Chop and saute the onions in butter or coconut oil until soft, then add fresh chopped basil and crushed garlic. Saute for another minute and then add the coconut milk, curry paste, and fish sauce. Let this mixture simmer for a few minutes and add the roasted pumpkin.
Use an immersion blender and puree until smooth.
Depending on the size of your pumpkin, you may find that you need to add more pumpkin puree or some extra coconut milk.
Season to taste with cumin, coriander, turmeric, and of course salt and pepper.

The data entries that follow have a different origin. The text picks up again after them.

PR #197, opened 2019-08-13
Update reference react projects.

squidsoup:
Our list of reference react projects was getting a little out of date. I've removed the `react-starter` project completely as it is much more informative looking at any of the other projects.


anthonydillon:
:+1:

barrymcgee:
👍🏻

PR #198, opened 2019-08-13
Suggesting immer for immutable state management.

squidsoup:


coding/javascript.md
```diff
@@ -99,6 +99,7 @@ If you require routing, or state management:
 #### Redux specific
 
 - Selector composition and memoisation - [Reselect](https://github.com/reduxjs/reselect)
+- Immutable state management - [Immer](https://github.com/immerjs/immer)
```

Pumpkin will work in any squash recipe.
I made this at Thanksgiving with fresh pumpkin (and unsweetened coconut flakes):
Mashed pumpkin with butter and cinnamon.
Peel it, boil it, mash it, add butter, cinnamon, and any sweetener to taste (if your version of paleo allows). Serve it on the side like mashed sweet potatoes or such.
And don't forget to roast those pumpkin seeds!
The Japanese do some neat things with kabocha. You might need to do some paleo adaptations (sugar is common) but it might give you some fresh ideas.
I like it roasted in a gratin with spicy Italian sausage and sweet bell peppers. If I'd got some confit garlic to add in, all the better.